I had forgotten about my tonsil episode. Although I wasn't subjected to the "man in green" terror, I still remember the "Mask"; it the Dr, and nurse (I got to learn about women''s boobs that day, to bad I couldn't appreciate it and I am sure the nurse wished I hadn't found them ... yes, I remember that, I am a guy, after all), and my parents to hold me down until the ether did its job. BTW, ice cream doesn't help.
Anyway, the first thought in my head upon reading the question isn't nearly as traumatic as most who have written so far are, but it comes quickly to mind nevertheless. It was a movie I watched with my parents at a drive-in theater (how many of you remember those?), I don't remember how old I was. It was a Titantic knock-off, but I didn't know it then, about a passenger ship in the Pacific which mananged to get a hole in it and start sinking. The story, of coarse, was about two lovers as they work their way to the top to jump overboard into much warmer waters. As I remember, the movie ended with them going overboard, there were no mention of sharks in the water.
It is the sense of hopelessness and helplessness that haunts me to this day. The fear that invoked kept me out of the Navy and off boats which went further out than I could swim back for a very long time. I got over it though and cruise quite a bit.
Yeah the scariest movie I watched was at seven years old. My aunt let us watch Critters. I didn't sleep for a week and for years later I used to have to jump from my bed to the door to avoid the imaginary grabby things under the bed in the dark....
Seeing my best friend hit and killed by a car is by far my worst memory of childhood.
When I was 8 my dad dropped dead right in front of me and my mom went to pick up the phone and I asked her who she was calling and she was so freaked out, she said "I'm calling Daddy." I was confused, still remember it like it was yesterday and it was 52 yeas ago.
Dad was a shop keeper. I was sitting in the van while dad was delivering some groceries. My sister was acting the goat and decided to take the handbreak off. The van went freewheeling down a railway banking of some 25 feet. It was scary though thankfully no-one was injured.
I still remember the day when i was chased by a big dog and i had 10 years.
And today i am still afraid of dogs!
I was sleeping on the top bunk bed. I saw a man in a white painter's trousers and hat climb through the dining room window and walk over to my bunk bed. Of course this was impossible. The dining room was on the other side of the house and not visible from our bedroom.

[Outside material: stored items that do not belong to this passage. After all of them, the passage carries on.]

PR #493, opened 2016-03-14
Update manifest.json

glensc:
fix broken manifest. #190

the file is uppercase TFS.js, but referenced as tfs.js in manifest. fix to match the case otherwise plugin does not load on linux

### DIFF
--- a/src/manifest.json
+++ b/src/manifest.json
@@ -419,7 +419,7 @@
     },
     {
       "matches": ["*://*.visualstudio.com/*"],
-      "js": ["scripts/content/tfs.js"]
+      "js": ["scripts/content/TFS.js"]
     },
     {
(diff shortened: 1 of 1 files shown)


glensc:
@IndrekV ping. current `master` is broken on case sensitive filesystems (linux)

glensc:
you may wish to rename the file lowercase in repo instead. but you can't do the rename easily on case insensitive filesystem (such as OSX hfs or Windows ntfs/vfat). tfs.js and TFS.js are indentical on such system.

i believe (not tested) you can do the rename this way:
```
git mv TFS.js tfs.temp
git mv tfs.temp tfs.js
git commit .
```

but i can recreate this PR with file rename if you wish.

IndrekV:
I've renamed the file.

PR #494, opened 2016-03-14
update eventum button integration. #207

glensc:
update integration as mentioned here:
https://github.com/toggl/toggl-button/pull/207#issuecomment-141038193


glensc:
@IndrekV ping!

Issue #362, opened 2015-11-03
Pomodoro updates


IndrekV:
- [x] Show progress somehow. Like in the popup ad a progressbar or in the extension icon.
- [x] Add more settings. User can define if the timer stops when time ends or just notifies and keeps tracking.
- [x] Restart timer continues the exact same entry that was running last. (should maybe be setting)

pdxrlk:
I agree with these, and I'd add:

- Add support for short (5 min) and ling (15 min) breaks. 

Right now, when I "take a break" the timer stops, and that's it. I need to remember to focus again in 5 minutes. It's much more useful IMO if "take a break" initiates a true break timer (with a "Back to work" button when done).

IndrekV:
Comment from user

>It would be even nicer if once toggl stopped the timer after 25m, the next restart notified you of 5m (or a set break time). I suppose turning off the time on that second stretch could be a hassle for some people, but just a ping saying break time is up would be great. There’s no visual on the actual timer, so it’s easy to go over your break time.

rosshinkley:
@pdxrlk @IndrekV I might even go a step further and say the break time should be customizable and also be tracked.  Breaks ought to be functionally equivalent to a pomodoro, complete with the reminders at the end.  I like the "back to work" button idea for this.  Thoughts?

IndrekV:
I've already started looking into the possibility of adding a break timer that notifies when it's time to start tracking again.

eatskolnikov:
@IndrekV how about this to show the progress, using a badge (https://developer.chrome.com/extensions/browserAction#badge) we could show the remaining time in text and i propose the following rules:

If the time is greater or equal to 100 minutes (is an edge case but bare with me) show 99+m 
![screen shot 2016-04-04 at 10 22 12 pm](https://cloud.githubusercontent.com/assets/1693000/14269606/3bd4e514-fab4-11e5-8a81-49114c313efe.png)
If the time is less than 100 minutes then show the number of minutes remaining like this: 25m 
![screen shot 2016-04-04 at 10 22 55 pm](https://cloud.githubusercontent.com/assets/1693000/14269611/50f047b8-fab4-11e5-9081-d4f245ad2765.png)
If the time is less than a minute start counting the seconds: 39s
![screen shot 2016-04-04 at 10 23 17 pm](https://cloud.githubusercontent.com/assets/1693000/14269616/635ae3a4-fab4-11e5-97ed-e2f1543ade65.png)

[...]

PR #495, opened 2016-03-15
Pomodoro updates - #362

kretel:
Adding extra setting as per request  https://github.com/toggl/toggl-button/issues/362

- Add more settings. User can define if the timer stops when time ends or just notifies and keeps tracking.

### DIFF
--- a/README.md
+++ b/README.md
@@ -119,7 +119,7 @@ If you use a setup, where one of the supported services is on a custom domain yo
 ## Contributing
 Want to contribute? Great! Just fork the project, make your changes and open a [Pull Request][99]
 
-Beware that your commits will be sqashed when merging. This keeps the git log more compact and clear.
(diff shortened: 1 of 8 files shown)


IndrekV:
I think the action buttons in the notification should also be different depending on the setting.

If timer is stopped it should be the same as right now:
- Continue latest
- Start new

If timer is not stopped by pomodoro:
- Stop
- Stop and start new

kretel:
Agreed. Will apply the changes.

eatskolnikov:
@kretel I took the liberty of fixing the conflict and added the buttons @IndrekV mentioned.
Here is the PR https://github.com/toggl/toggl-button/pull/514 (:

kretel:
@eatskolnikov thank you for doing this. 

@IndrekV, do you think you can merge the PR #514 now ? 

Thanks,
Kris

Issue #245, opened 2015-04-07
Automatic timer stop at workday end


IndrekV:
Add a setting where user can input the time that is the end of the day and the timer should definitely be stopped.

IndrekV:
Done with PR #511

PR #511, opened 2016-04-04
Timer can now be stopped at workday end, as requested in #245 

eatskolnikov:
- Added settings option for checkbox to turn on/off the feature
- Added settings option to set the time the workday ends
- Tried to fix issue with settings screen, it overflows when options are expanded
- Added notification when timer stops
- Added button in notification to continue the recently stopped entry

The notification
screen shot 2016-04-04 at 2 34 45 am

Checkbox and input field
screen shot 2016-04-04 at 2 33 04 am


IndrekV:
I've made some changes so that the interval is created only when the setting is enabled.

Good work on this feature.

Issue #477, opened 2016-02-25
Make Pomodoro work also when timer was started elsewhere


IndrekV:
Probably should be a setting. If enabled pomodoro timer is triggered when info comes in about running timer.

gianpaj:
As in for example starting the timer in the Toggl website? I agree with that.

IndrekV:
Starting from anywhere else than Toggl Button. Website, mobile, desktop app, any other tool that connects with toggl API.

PR #512, opened 2016-04-04
Added pomodoro working when starting from elsewhere, as requested in #477

eatskolnikov:
I literally just started the pomodoro timer when the fetchUser method is over if there is currently a time tracking entry. To test it I set the pomodoro time to a minute and used the android app to start the timer.


IndrekV:
Thank you for your contribution. This solution was surprisingly simple.

eatskolnikov:
@IndrekV Indeed, i was also very surprised

PR #514, opened 2016-04-04
Some pomodoro updates taking off from PR #495

eatskolnikov:
I've noticed PR #495 has remained quiet for 20 days, so i took the liberty of finishing it.

Here is the new setting, the checkbox at the bottom of the image
screen shot 2016-04-04 at 12 04 42 pm

This is how the notification looks like if the checkbox is not checked
screen shot 2016-04-04 at 11 50 54 am

### DIFF
--- a/src/html/settings.html
+++ b/src/html/settings.html
@@ -83,7 +83,8 @@
           <li class="pomodoro-mode">
             <input type="checkbox" id="pomodoro-mode">
             <label for="pomodoro-mode">Enable Pomodoro mode</label>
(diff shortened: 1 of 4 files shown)


IndrekV:
Just a note about stoping time entries. If new time entry is created previous running entry will be stopped automatically. No need to explicitly call `stopTimeEntry`

Thank you for your work. 

Have you already contacted our support @eatskolnikov ? We would like to send a swag package your way for your contributions. If you haven't please contact us via support[at]toggl.com and say that the email is for Indrek.

eatskolnikov:
@IndrekV good to know about the stop time entries fact. I contacted support the last time you suggested, tänu kutt (that's supposed to mean "thanks dude" in estonian :p)

PR #522, opened 2016-04-11
Supporting Bitrix24

matheusmatos:
Hello guys,

I tried create a support for Bitrix24. I would that when user click at "Start Execution" on Bitrix24, trigger the Toggl timer.

Can you guys check this code? I made inspired on asana.js.

Thanks a lot

### DIFF
--- a/src/manifest.json
+++ b/src/manifest.json
@@ -39,6 +39,7 @@
     "idle",
     "*://*.toggl.com/*",
     "*://toggl.com/*",
+    "*://*.bitrix24.com/*",
     "*://*.teamweek.com/*",
     "*://*.pivotaltracker.com/*",
     "*://*.github.com/*",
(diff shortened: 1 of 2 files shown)


IndrekV:
I've checked out the pull request and it does not work. I don't think it's a good idea to add the toggl start event to the bitrix24 "Start Execution" button. I think it makes sense to add a separate toggl button start timer link that can be used to start toggl timer. This is how it works in all the other integrations. You can see how the button looks in other integrations on this page https://github.com/toggl/toggl-button/wiki/Where-can-I-find-the-Button%3F

Let me know what you think of this. If you are ok I'll look more into making it work.

jayvdb:
Note I think this has been broken in https://github.com/toggl/toggl-button/issues/899

Issue #501, opened 2016-03-28
Buttons appear multiple times on Wordpress.com


orschiro:
Dear all, 

Can someone reproduce the issue that the Toggl Buttons are shown multiple times?

![nimbus-image-1459155222804](https://cloud.githubusercontent.com/assets/170947/14074952/dcd15184-f4cc-11e5-9d4d-f05b66e1d5e1.png)

Thankfully,

~Robert

IndrekV:
This should not happen as we check that there is not button present before we add a start timer button. I cannot reproduce this. Could you give more details so I can investigate.

orschiro:
Dear Indrek,

Thank you for your response.

I don’t know, however, which additional information to provide you with.

It concerns the posts as well as pages editor of a Blog hosted on
Wordpress.com.

Moreover, I am using the latest version of Toggl Button as well as
Chromium.

Does this help?

Thankfully,

~Robert

On Monday, March 28, 2016, Indrek V notifications@github.com
<http://mailto:notifications@github.com> wrote:

This should not happen as we check that there is not button present before
> we add a start timer button. I cannot reproduce this. Could you give more
> details so I can investigate.
>
> —
> You are receiving this because you authored the thread.
> Reply to this email directly or view it on GitHub
> <https://github.com/toggl/toggl-button/issues/501#issuecomment-202374538>
>
​

IndrekV:
It seemed to happen when scrolling the page.

orschiro:
Thanks for rolling out that quick fix!

Warmly,

~Robert

PR #525, opened 2016-04-19
Avoid multiple start timer links in Redmine

chieping:
If an issue has h2 elements, toggl button appears multiple times.

For example:
http://demo.redmine.org/issues/130734

I referred to #501 and applied same solution.
The solution also worked.

Would you please check my pr?

Thank you.

### DIFF
--- a/src/scripts/content/redmine.js
+++ b/src/scripts/content/redmine.js
@@ -8,6 +8,10 @@ togglbutton.render('body.controller-issues.action-show h2:not(.toggl)', {}, func
     titleElem = $('.subject h3'),
     projectElem = $('h1');
 
+  if (!!$('.toggl-button')) {
+    return;
+  }
+
   description = titleElem.innerText;
   if (numElem !== null) {
     description = numElem.innerText + " " + description;


chieping:
FYI I tried another approach what is fixing selector such as adding `:first` or `:first-of-type` before my pr's approach but these did not work.

eatskolnikov:
@chieping Why not just let the other timers appear aligned to their respective h2's? Here is what i mean:
Before:
screen shot 2016-04-20 at 9 16 11 am

After:
screen shot 2016-04-20 at 9 31 01 am


And here is how i think the file should end up looking:

```JS
togglbutton.render('body.controller-issues.action-show h2:not(.toggl)', {}, function (elem) {
  var link, description,
    titleElem = $('.subject h3'),
    projectElem = $('h1');

  description = titleElem.innerText;
  description = elem.innerText + " " + description;

  link = togglbutton.createTimerLink({
    className: 'redmine',
    description: description,
    projectName: projectElem && projectElem.textContent
  });
  elem.appendChild(link);
});
```

IndrekV:
The original pull request solution was the best. There's no point in attaching "Start timer" button to all `h2` links as they are inside the description text.

PR #528, opened 2016-04-20
Showing pomodoro progress with a line, is related to issue #362

eatskolnikov:
Here is another way to show the pomodoro progress using canvas

screen shot 2016-04-20 at 10 03 11 am
screen shot 2016-04-20 at 10 03 19 am
screen shot 2016-04-20 at 10 03 38 am


IndrekV:
Thank you for your work. I'm going to be less active this week so I'll continue with this next week and we'll get the animated pomodoro merged.

IndrekV:
I think we'll go ahead with the circle one as it seems to look better.

Issue #480, opened 2016-02-26
Add support for default project


IndrekV:
If default project is defined then that project will be selected if no project matching is available for the used integration.

eatskolnikov:
I'm confused by the description. What i understand by the title is that the user will be able to setup a default project in settings, making it so when they click the button instead of seeing something like this:
![screen shot 2016-03-07 at 7 52 08 pm](https://cloud.githubusercontent.com/assets/1693000/13587385/5211e376-e49e-11e5-9363-834227553642.png)
they'll see something like:
![screen shot 2016-03-07 at 7 52 31 pm](https://cloud.githubusercontent.com/assets/1693000/13587399/5eb09e74-e49e-11e5-9216-836f1041fef3.png)

Am I wrong?

IndrekV:
Similar feature is present in our desktop app. Default project is selected when there is no project while starting the timer. This happens when user:
- starts timer from the dropdown
- Starts timer from a tool that does not have project matching support or the project name in integration does not match name in toggl.

PR #531, opened 2016-04-22
Default project setting added

eatskolnikov:
As requested in #480 
- Setting shows dropdown with caption in the same format as in desktop app, <project name> . <client name>
- Default project is selected in popup
- Default project is selected in popup for integrations
screen shot 2016-04-22 at 12 54 17 am
screen shot 2016-04-22 at 12 54 30 am


IndrekV:
I made some small style changes, but other than that great work @eatskolnikov.

PR #540, opened 2016-05-03
Adding more Toggl Button areas to eProject.me

topdown:
Adding Toggl Buttons to the Recent Tasks table on the dashboard and also to the full tasks table.
screen shot 2016-05-03 at 12 17 02 pm


topdown:
Something went horribly wrong here with my merge There should only be one file changed not 47.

Visiting the grave of my granny's sister in the middle of the night every year on the 1st of November (the night of dead), who was killed during the war (the factory she worked was bombed). She was just seventeen years old but the most horrifing memory for me was the knowledge that the only thing of hers they found after the bombing was the part of her finger with the ring attached that her family recognized. That was the only thing burried in the grave and I have had many nightmares seeing that finger in the grave.